Work request =>
Return all the lines below in which the string "loadRoot" appears.

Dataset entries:
◇ ◇ ◇ ◇

PR #49, opened 2025-04-25
Implementation of a sticky note on the canvas

### LINKED ISSUE #44: Add 'note' node
Users should have the options to place notes on the canvas. These can be used as personal reminders or just descriptive statements.

These will not have any handles attached to them and will just float seperately on the canvas.

Daan0709:
- By clicking the right mouse button, the user can spawn in a sticky note on top of the canvas

Closes #44


src/main/react/app/routes/builder/context/node-context.tsx
```diff
@@ -26,6 +26,20 @@ export default function NodeContext({
...
   }
 
+  // Fills out input fields with already existing attributes when editing a node
+  useEffect(() => {
+    const currentAttributes = getAttributes(nodeId.toString())
+    if (currentAttributes && attributes) {
+      for (const [index, attribute] of attributes.entries()) {
+        const value = currentAttributes[attribute.name]
+        if (value && inputReferences.current[index]) {
+          inputReferences.current[index]!.value = value
```
philipsens, line 36: Is the non-null assertion operator really needed here? It should only be used in situations where it is not possible to fix otherwise, like in local variables.

```suggestion
        const currentInputReferance = inputReferences.current[index]
        if (value && currentInputReferance) {
          currentInputReferance.value = value
```

src/main/react/app/stores/flow-store.ts
```diff
@@ -60,6 +72,22 @@ const useFlowStore = create<FlowState>((set, get) => ({
...
+  },
+  addNode: (newNode: FlowNode) => {
+    set({
+      nodes: [...get().nodes, newNode],
+    })
+  },
+  deleteNode: (nodeId: string) => {
+    set({
+      nodes: get().nodes.filter((node) => node.id !== nodeId),
+      edges: get().edges.filter((edge) => edge.source !== nodeId && edge.target !== nodeId),
```
philipsens, line 88: These things need to be an array for the ReactFlow library?

src/main/react/app/routes/builder/context/node-context.tsx
Daan0709: Agreed! Oversight on my end

src/main/react/app/stores/flow-store.ts
philipsens: Yes I saw. I was just wondering, because otherwise stuff could be deleted by doing something like: 
```ts
delete node[id]
``` 
Without having to iterate over the list. But ok if it is a library limitation.

src/main/react/app/routes/builder/context/node-context.tsx
philipsens: No problem.

philipsens (approved):

philipsens:
Conflicts :(

PR #54, opened 2025-05-07
Builder context revamped and search function implementation

### LINKED ISSUE #53: Implement search feature on builder-context
In order for users to properly find their elements, a search feature should be implemented within the builder context.

# Tasks
- [ ] Create seperate zones for pipes, senders, listeners, validators and other elements
- [ ] Make these zones collapsable
- [ ] Implement search feature to only show matching hits from those zones, and collapse them if there are no hits

Daan0709:
- Can now search the palette for specific elements
- Palette is now split up in multiple blocks of same-type elements (pipes, senders, listeners etc.)
- Implemented dagre layout for automatic layering of the nodes instead of manual assignment of x and y coordinates

Closes #53


src/main/react/app/routes/builder/context/builder-context.tsx
```diff
@@ -36,24 +90,61 @@ export default function BuilderContext({ onClose }: Readonly<{ onClose: () => vo
...
-                draggable
-                onDragStart={onDragStart(value)}
-              >
-                {value.name}
-              </li>
-            ))}
+            Object.entries(elementsToRender)
+              .sort(([typeA], [typeB]) => typeA.localeCompare(typeB))
+              .map(([type, items]) => {
+                const isExpanded = searchTerm ? true : (expandedGroups[type] ?? true)
```
philipsens, line 109: Does this logic really need to be like this?
Wouldn't this produce the same result?
```suggestion
                const isExpanded = expandedGroups[type] ?? searchTerm
```

Is there some reason there should be changed on searchTerm first?

src/main/react/app/routes/builder/context/builder-context.tsx
```diff
@@ -36,24 +90,61 @@ export default function BuilderContext({ onClose }: Readonly<{ onClose: () => vo
...
+                    className="mb-4 border-t-2 p-2 shadow-md"
+                    style={{
+                      borderColor: `var(--type-${type}`,
+                    }}
+                  >
+                    <button
+                      onClick={() => toggleGroup(type)}
+                      className="w-full cursor-pointer text-left text-sm font-semibold text-gray-600 capitalize hover:text-gray-900"
+                    >
+                      {isExpanded ? '▾' : '▸'} {type === 'other' ? type : `${type}s`}
```
philipsens, line 122: Don't you want to use the icons?

philipsens (changes requested):
I think it would be nice to separate the results into its own component. In the future, it will get even more logic.

src/main/react/app/routes/builder/context/builder-context.tsx
Daan0709: Changed! Had not thought of them

src/main/react/app/routes/builder/context/builder-context.tsx
Daan0709: The purpose of this code is to auto expand all groups when a user has entered something into the searchfield. In your suggestion the group would not be expanded if the toggle for it is false, even if a user would then enter something in the field. 
I felt like that could make users miss certain elements if they did not think to toggle the specific group where it would be located in

philipsens: Ah, so maybe this then:
```ts
searchTerm || expandedGroups[type] ?? true
```

philipsens (approved):

PR #59, opened 2025-05-15
Add a Help page that shows MDX documentation

philipsens:
I've added a simple Help page with a sidebar for topics. The topics can be entered in the `help-topic-tree-items.ts`

The documentation itself composes of multiple MDX files, for easy documenting.

PR #60, opened 2025-05-15
Refactor sidebars into a component

philipsens:
Creates a component that can be used to apply the layout with 2 (or 1) sidebar(s).

Dependent on #59


philipsens:
Because we squash, there is no linear git history and this dependent branch won't work... I'll have to figure this out :(

PR #63, opened 2025-05-19
Hotfix pages not loading when layout store has not been initialized

philipsens:
### Description

- Fixed an issue where pages would not load if the layout store had not been initialized.


philipsens:
We discussed this can be merged in person.

PR #135, opened 2025-11-24
Unit tests

### LINKED ISSUE #122: Create Unit Tests

Daan0709:
- Added tests for classes, services and controllers
- Improved BE clarity with custom exceptions which get caught by the controller

Closes #122


src/main/java/org/frankframework/flow/configuration/ConfigurationDTO.java
Matthbo: For consistency, maybe DTOs should be record classes where possible

Matthbo (approved):

PR #153, opened 2025-12-10
Improve search function

Daan0709:
- Made a single file-structure class for both the editor and the studio to use
- You can now tab through search results and open selected adapters with 'enter'


stijnpotters1 (approved):
Kijk nog even naar de SonarQube warnings

PR #159, opened 2025-12-12
Recursive child elements

### LINKED ISSUE #139: Childelements should also be able to hold child elements
Currently only top-level nodes can hold child elements. Child elements should be able to hold other child elements aswell.

### LINKED ISSUE #145: Translate nested children from Flow to XML

### LINKED ISSUE #156: Validate dragging children into elements
Elements should not be blindly accepting any child being dragged onto them. It should first be validated with the frankdoc to only allow accepted children into the element.

Here are the elements a SenderPipe should accept for example:

Image

Daan0709:
- Child elements are now recursive, meaning they in theory can be stacked infinitely
- Nodes now validate the dropped element against their children property, making it so they no longer blindly accept anything and now only accept valid children
- Added clear indicators when starting a drag from the node-context of where said dragged element can be dropped
- Changed how selected nodes look (instead of thick black border -> thin blue border)

Closes #156, Closes #139, Closes #145

### DIFF
--- a/src/main/frontend/app/routes/studio/canvas/nodetypes/frank-node.tsx
+++ b/src/main/frontend/app/routes/studio/canvas/nodetypes/frank-node.tsx
@@ -23,7 +23,7 @@ import { ChildNode } from './child-node'
 import { findChildRecursive } from '~/stores/child-utilities'
 import { canAcceptChildStatic } from './node-utilities'
 
-export type frankNode = Node<{
+export type FrankNodeType = Node<{
   subtype: string
   type: string
   name: string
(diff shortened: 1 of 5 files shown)


src/main/frontend/app/routes/studio/canvas/nodetypes/frank-node.tsx
```diff
@@ -19,16 +19,11 @@ import variables from '../../../../../environment/environment'
...
-export interface ChildNode {
-  id: string
-  subtype: string
-  type: string
-  name?: string
-  attributes?: Record<string, string>
-}
-
-export type FrankNode = Node<{
+export type frankNode = Node<{
```
Matthbo: Hmm maybe calling it `FrankNodeType` would be better than putting the name into camel-case

src/main/frontend/app/stores/flow-store.ts
```diff
@@ -249,38 +252,48 @@ const useFlowStore = create<FlowState>((set, get) => ({
...
+  addChildToChild: (nodeId: string, targetChildId: string, newChild: ChildNode) => {
+    set({
+      nodes: get().nodes.map((node) => {
+        if (node.id !== nodeId) return node
+
+        return {
+          ...node,
+          data: {
+            ...node.data,
+            children: addChildRecursive(node.data.children || [], targetChildId, newChild),
```
Matthbo: Don't forget to use `??` instead of `||` in order to prevent falsely values triggering unwanted behaviour, I know that won't be the case here but its better to be consistent with it

Matthbo (approved):

PR #162, opened 2025-12-17
Feat/seperate editor file structure

Daan0709:
- The editor now shows the true root structure of the project, while the studio takes src/main/configurations as its root folder
- Seperated the tabs component into studiotabs and editortabs (studiotabs would show adapters, editortabs entire configurations)

### DIFF
--- a/src/main/frontend/app/components/file-structure/editor-data-provider.ts
+++ b/src/main/frontend/app/components/file-structure/editor-data-provider.ts
@@ -47,10 +47,9 @@ export default class EditorFilesDataProvider implements TreeDataProvider {
     this.data[item.index].data.name = name
   }
 
-  // eslint-disable-next-line sonarjs/cognitive-complexity
   private buildTree(rootName: string, paths: string[]) {
     const newData: Record<TreeItemIndex, TreeItem<FileNode>> = {
-      ['root']: {
+      root: {
         index: 'root',
         data: {
           name: rootName,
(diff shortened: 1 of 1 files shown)


src/main/frontend/app/components/file-structure/editor-file-structure.tsx
```diff
@@ -0,0 +1,239 @@
...
+        setActiveMatchIndex(0)
+        setHighlightedItemId(matches[0])
+      } else {
+        setActiveMatchIndex(-1)
+        setHighlightedItemId(null)
+      }
+    }
+
+    findMatchingItems()
+  }, [searchTerm, filepaths])
```
Matthbo:
```suggestion
	// findMatchingItems
  useEffect(async () => {
    if (!searchTerm || !dataProviderReference.current) {
      setMatchingItemIds([])
      setActiveMatchIndex(-1)
      setHighlightedItemId(null)
      return
    }

    const allItems = await dataProviderReference.current.getAllItems()
    const lower = searchTerm.toLowerCase()

    const matches = allItems
      .filter((item) => getItemTitle(item).toLowerCase().includes(lower))
      .map((item) => item.index as string)

    setMatchingItemIds(matches)

    if (matches.length > 0) {
      setActiveMatchIndex(0)
      setHighlightedItemId(matches[0])
    } else {
      setActiveMatchIndex(-1)
      setHighlightedItemId(null)
    }
  }, [searchTerm, filepaths])
```

PR #174, opened 2026-01-09
Read & write from filesystem

Daan0709:
Kind of a large one:
- Users can now add a folder from a specified path on the local drive, which will then get treated as the "project" or root folder. The folder in which the user has their projects stored can be defined in application-local.properties, in the app.project.root property (e.g.: ```app.project.root=C:/Users/User/FlowProjects```)
- The filetree in the editor now directly mimics the folder structure of the one located on the users drive
- The filetree in the studio then treats src/main/configurations as the root, and treats .xml files as folders which then contain adapters as files
- Reading & writing now happens directly off the users drive, instead of on a cloned in-memory filesystem

### DIFF
--- a/src/main/frontend/app/components/file-structure/files-data-provider.ts
+++ b/src/main/frontend/app/components/file-structure/files-data-provider.ts
@@ -16,87 +16,86 @@ export default class FilesDataProvider implements TreeDataProvider {
 
   /** Update the tree using a backend fileTree */
   public async updateData(fileTree: FileTreeNode) {
-    const newData: Record<TreeItemIndex, TreeItem> = {
-      root: {
-        index: 'root',
-        data: 'Configurations',
-        children: [],
-        isFolder: true,
-      },
-    }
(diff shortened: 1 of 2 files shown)


src/main/frontend/app/components/file-structure/files-data-provider.ts
```diff
@@ -57,51 +25,103 @@ export default class FilesDataProvider implements TreeDataProvider {
       },
     }
 
-    for (const { configPath, adapters } of configs) {
-      // Remove the fixed src/main/configurations prefix
-      const relativePath = configPath.replace(/^src\/main\/configurations\//, '')
+    // Recursive traversal
+    const traverse = async (node: FileTreeNode, parentIndex: TreeItemIndex): Promise<TreeItemIndex | null> => {
```
Matthbo: How is this traverse function different from the one in editor-data-provider.ts?
If it's almost identical, maybe think of a way to make that one more generic so it can be reused here. If that's possible

PR #176, opened 2026-01-13
Optimize filetree request path

### LINKED ISSUE #173: Cache file structures for quicker loading
Currently file structures do not get stored anywhere after loading the first time. Caching it in a store would greatly improve loadtimes when revisiting the pages.

Daan0709:
- Now only requests folder contents when actually loading the folder. 
- Sorts the filetree by directory first, then .xml files treated like folders, and then other files

Closes #173

### DIFF
--- a/src/main/frontend/app/routes/app-layout.tsx
+++ b/src/main/frontend/app/routes/app-layout.tsx
@@ -1,8 +1,41 @@
 import Navbar from '~/components/navbar/navbar'
 import { FrankDocProvider } from '~/providers/frankdoc-provider'
 import AppContent from '~/components/app-content'
+import { useEffect, useState } from 'react'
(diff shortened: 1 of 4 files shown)


src/main/frontend/app/components/file-structure/editor-data-provider.ts
```diff
@@ -20,16 +22,40 @@ export default class EditorFilesDataProvider implements TreeDataProvider {
...
   constructor(projectName: string) {
     this.projectName = projectName
-    this.loadRoot()
   }
 
+  /**
+   * Public method to initialize data loading.
+   * Call this from your React component's useEffect.
+   */
+  public async loadData(): Promise<void> {
```
Matthbo: Why not just make `loadRoot` public?
There is no check of root has already been initialized so you could abuse it in the exact same way as you would if the function was public

PR #542, opened 2026-06-03
Remove editor settings from settings menu items for future implementation

### LINKED ISSUE #525: No editor settings results in error
Image

Perhaps just hide for now like the datamapper tab?

stijnpotters1:


src/main/frontend/app/routes/settings/settings-menu-items.ts
```diff
@@ -51,14 +58,14 @@ const SettingsMenuItems = {
...
-    },
-  },
+  // editor: {
+  //   index: 'editor',
+  //   data: {
+  //     title: 'Editor',
+  //     description: 'Editor settings',
+  //     icon: CodeIcon,
+  //   },
+  // },
```
Matthbo:
```suggestion
  /*editor: {
    index: 'editor',
    data: {
      title: 'Editor',
      description: 'Editor settings',
      icon: CodeIcon,
    },
  },*/
```

philipsens: Any linter rules on this?

Matthbo: Maybe we should configure this rule in all our projects?
https://eslint.org/docs/latest/rules/multiline-comment-style

philipsens: New one: https://eslint.style/rules/multiline-comment-style

Actually, we shouldn't allow commented code at all. Only comments for docs.

src/main/frontend/app/routes/settings/settings-menu-items.ts
Matthbo, line 1: Last time Sergi asked why these comments even need to be here, its not that hard to add the data by looking at how the other pages are done, the extra todo comment above it is even really extra here and not needed

stijnpotters1: I thought it would be handy to keep it commented since this probabily will be reintroduced when its necessary. But i will remove it then

Matthbo (approved):

PR #549, opened 2026-06-15
Solved Cookie token creation for requests

stijnpotters1:
Server (CsrfCookieFilter)  →  Set-Cookie: XSRF-TOKEN  →  browser stores it
 browser (api.ts)   →  reads cookie, sets header  →  X-XSRF-TOKEN on POST
 Server (CsrfFilter)   →  header == cookie?   →  yes → allow

 The reason the filter was needed is that without it the server never issued the cookie in the first place, so the frontend had nothing to read and copy onto the request. The filter supplies the token (via a response cookie) and the frontend is what actually attaches it to requests.

This also directly solved issue #548

PR #550, opened 2026-06-15
Implemented uniformal xml insertion when creating an adapter or configuration file

### LINKED ISSUE #489: When adding a new xml file, add sample adapter

stijnpotters1:
first merge #549


Matthbo (commented):
2 things

I see that creating a new adapter now also returns the xmlcontent to the frontend, why is this done like this instead of returning a http 204 and loading the content once the file is opened?
You now look through the adapters inside the xml to open the file in the studio but isnt there existing functionality for this? Or maybe creating a new file doenst immedately have to open it in the studio but instead open the studio file browser on the right folder so the user can choose

I see a lot of `replace('\\', '/')`, maybe we should always do this to paths coming from the filesystem so we dont have to do this everywhere all the time in both back and frontend

src/main/java/org/frankframework/flow/adapter/AdapterController.java
```diff
@@ -44,9 +45,9 @@ public ResponseEntity<Void> updateAdapter(@RequestBody AdapterUpdateDTO dto) thr
 	}
 
 	@PostMapping("/{projectName}/adapters")
-	public ResponseEntity<Void> createAdapter(@PathVariable String projectName, @RequestBody AdapterCreateDTO dto) throws IOException {
-		adapterService.createAdapter(dto.configurationPath(), dto.adapterName());
-		return ResponseEntity.ok().build();
+	public ResponseEntity<AdapterLocationDTO> createAdapter(@PathVariable String projectName, @RequestBody AdapterCreateDTO dto) throws IOException {
+		int adapterPosition = adapterService.createAdapter(dto.configurationPath(), dto.adapterName());
```
Matthbo, line 49: Why does the frontend need to get the adapter position?

src/main/frontend/app/components/file-structure/use-file-tree-context-menu.ts
```diff
@@ -127,9 +133,20 @@ export function useFileTreeContextMenu({
             return
           }
 
+          const filePath = `${parentPath}/${name}`
+          const isXml = name.toLowerCase().endsWith('.xml')
+          const configsRoot = configurationsRootPath ? normalizePath(configurationsRootPath) : undefined
```
Matthbo: null instead of undefined when initialising a variable

Matthbo (commented):
I still see a few strange places in the frontend where normalizePath() is used, are you sure the paths can't be normalized before getting to those points?

Other than that a couple of small things but looks good so far!

src/main/java/org/frankframework/flow/adapter/AdapterController.java
stijnpotters1: The studio identifies an adapter by its index within the config file, not only its name.  Because a config can hold several adapters and we don't enforce unique names the tab id is filepath::adapterName::position and the canvas resolves it via allAdapters[position]. And we fetch the adapter after creating it through this position

Matthbo (approved):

◇ ◇ ◇ ◇

Task solution =>
-    this.loadRoot()
Matthbo: Why not just make `loadRoot` public?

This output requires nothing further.